冷白的灯管下,不锈钢解剖台泛着微光。佟梦梦的尸体平躺其上,蓝色的睡裙已被剪开,露出死白的皮肤与颈部深紫色勒痕。
“开始吧。”法医周砚对一旁的助手说道,声音平稳无波。
他戴上乳胶手套,先用数码相机从多个角度拍摄全身,再以软尺测量颈部勒沟:宽1.2厘米,边缘不规则,右侧略高于左侧,呈典型“马蹄形”。“施力点来自后方。”他低声记录。
接着,他拿起放大镜贴近观察勒沟边缘——表皮剥落,周围组织明显水肿,局部有点状出血。“生活反应阳性。”他语气未变,“勒颈时血液循环仍在进行,属生前伤。”
随后是头部检查。他小心分开女人浓密的黑发,在枕部中线偏左处发现一处伤口。“2×3厘米皮下出血,中心伴星芒状裂伤,无擦伤或泥土附着,触诊可及明显骨擦感。”
“后脑钝器打击伤。”他低声解释,“着力点集中,方向垂直向下。”
衣物剥离与手部检查。“蓝色睡裙未见撕扯痕迹,双手反绑于身后,手腕处绳痕迹深陷,表皮剥落,无生活反应。”周砚用镊子轻轻拨动绳结,“双渔人结,收尾加固两次,手法熟练。”
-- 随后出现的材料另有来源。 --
PR #11001, opened 2017-04-16
Fix OOM exception thrown in case insensitive replace for an empty string

hughbe:
Found whilst exposing this API (https://github.com/dotnet/corefx/issues/1271)

The following code fails with an OOM, and takes a bunch of time:
```cs
"abc".Replace("", "def", StringComparison.CurrentCulture)
```


stephentoub:
Nice find. Thanks for the fix.

tarekgh:
@hughbe thanks for this catch. this is great!

PR #11004, opened 2017-04-17
Fix comment about pinning bit in object.h

303248153:
Refer to issue #10141 and PR #10515
Since pinning bit is moved to sync block, I fix the comment in GetGCSafeMethodTable.
In the previous PR @jkotas said it's better to keep the code unchanged so this PR only modify the comment.


jkotas:
Thanks!

PR #11010, opened 2017-04-17
In function Assembly.Load ignore AssemblyName.CodeBase even if it is set

### LINKED ISSUE #10561: System.NotSupportedException : Assembly.Load with a Codebase is not supported.
Either Assembly.GetName() should not set Codabase property or LoadFromAssemblyName should ignore CodeBase property in AssemblyName

rahku:
Fixes #10561

### DIFF
--- a/src/mscorlib/src/System/Reflection/Assembly.CoreCLR.cs
+++ b/src/mscorlib/src/System/Reflection/Assembly.CoreCLR.cs
@@ -101,14 +101,20 @@ namespace System.Reflection
         {
             Contract.Ensures(Contract.Result<Assembly>() != null);
             Contract.Ensures(!Contract.Result<Assembly>().ReflectionOnly);
-
+            
+            AssemblyName modifiedAssemblyRef = null;
             if (assemblyRef != null && assemblyRef.CodeBase != null)
             {
-                throw new NotSupportedException(SR.NotSupported_AssemblyLoadCodeBase);
+                modifiedAssemblyRef = (AssemblyName)assemblyRef.Clone();
+                modifiedAssemblyRef.CodeBase = null;
             }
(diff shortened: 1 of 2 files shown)


rahku:
PTAL @gkhanna79 @jkotas

src/mscorlib/src/System/Reflection/Assembly.CoreCLR.cs
```diff
@@ -101,14 +101,16 @@ public static Assembly Load(AssemblyName assemblyRef)
         {
             Contract.Ensures(Contract.Result<Assembly>() != null);
             Contract.Ensures(!Contract.Result<Assembly>().ReflectionOnly);
-
-            if (assemblyRef != null && assemblyRef.CodeBase != null)
+            
+            AssemblyName modifiedAssemblyRef = null;
+            if (assemblyRef != null)
             {
-                throw new NotSupportedException(SR.NotSupported_AssemblyLoadCodeBase);
```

他剪下绳结装入物证袋,又换了副新手套,走到尸体头部位置,双手抚住两侧额角。
“别怕。”冷肃的法医弯下腰,目光柔软了一瞬。
随即直起身,眼神恢复锐利:“开始内部检验。”
*
“啪!”
沈国栋把现场报告摔在孙陌面前,用手指指他,猛地吸了口烟,好一会儿才从鼻子里呼出两股白气。
“现在有尸体了,沈支。我申请拘捕陈明,他有重大嫌疑。”孙陌站得笔直,声音不高,却带着一如既往的坚持。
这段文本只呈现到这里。